Emacs Tramp ssh double hop

Question

Could somebody please help me setup Emacs Tramp to do a double hop? I want to work on machine2.abc.def.edu to which I can connect only through machine1.abc.def.edu. My usern

Answer 1

Set up an ssh tunnel from machine1 to machine2 (assuming that sshd runs on port 22 on machine2):

machine1.abc.def.edu> ssh -f -N -L 2222:localhost:22 machine2.abc.def.edu

Then either connect to machine2 from Emacs like this:

/ssh:machine1.abc.def.edu#2222

or add the following line to your .emacs:

(add-to-list 'tramp-default-proxies-alist
             '("\\`machine2\\.abc\\.def\\.edu\\'" nil
               "/tunnel:machine1.abc.def.edu#2222:"))

Answer 2

The answer it to use the ssh_proxy command available in ssh_config. Documented here and here. Basically you create a config file in your ssh folder that you can write shortcuts in. One of your shortcuts is to use a proxy through another end point. All of your shortcuts work for any tool that uses ssh including git and emacs.

Host endpoint2
     User myusername
     HostName mysite.com
     Port 3000
     ProxyCommand ssh endpoint1 nc -w300 %h %p

Host endpoint1
     User somename
     HostName otherdomainorip.com
     Port 6893

In this example running ssh endpoint2 will automatically hop through endpoint1.

Answer 3

Okay, let's try something different then, without opening a tunnel. How about the following in your .emacs file:

(add-to-list 'tramp-default-proxies-alist 
             '("\\`machine2\\'" 
               nil 
               "/ssh:%u@machine1.abc.def.edu:"))

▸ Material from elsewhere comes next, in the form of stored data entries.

PR #4216, opened 2020-10-12
CR-1079754: Added libhlsmathsim.so path to LD_LIBRARY_PATH

vboggara-xilinx:
Issue : libhlsmathsim.so path is missing in LD_LIBRARY_PATH.
Fix: added libhlsmathsim.so path to LD_LIBRARY_PATH.
Test: Ran some case manually.
Risk: Low


wilderfield:
It doesn't seem ideal to me, changing a user's environment at runtime, especially LD_LIBRARY_PATH, a variable that impacts so many other applications.

chvamshi-xilinx:
> It doesn't seem ideal to me, changing a user's environment at runtime, especially LD_LIBRARY_PATH, a variable that impacts so many other applications.

Yes @wilderfield . I agree with you. There should be loader for the child process and set all this environment.
But, As We are converging on 2020.2, PR filer is going make that change in next release.
@vboggara-xilinx , please file a CR for the next release to clean this up

PR #4480, opened 2020-11-18
Add support for cmake's find_package on linux

wilderfield:
The purpose of this PR is to enable consumer's of XRT who build their projects with cmake to use find_package(XRT) to import XRT targets into their project.

"Exporting a target allows reusing it in other CMake projects, just as if it were defined in the current project."

At the moment this is only supported on native linux builds. Embedded, and Windows will take more work.

To test this:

This is different from the code you found in the forum post in two points:

1. it adds ticks around the target host name (Emacs regexp syntax to avoid matching partial names)
2. it uses only the subdomain name in the target host (you reported in a comment below that you cannot ssh to machine2 when you use the full domain name)

Does that help when you try to access a file on machine2?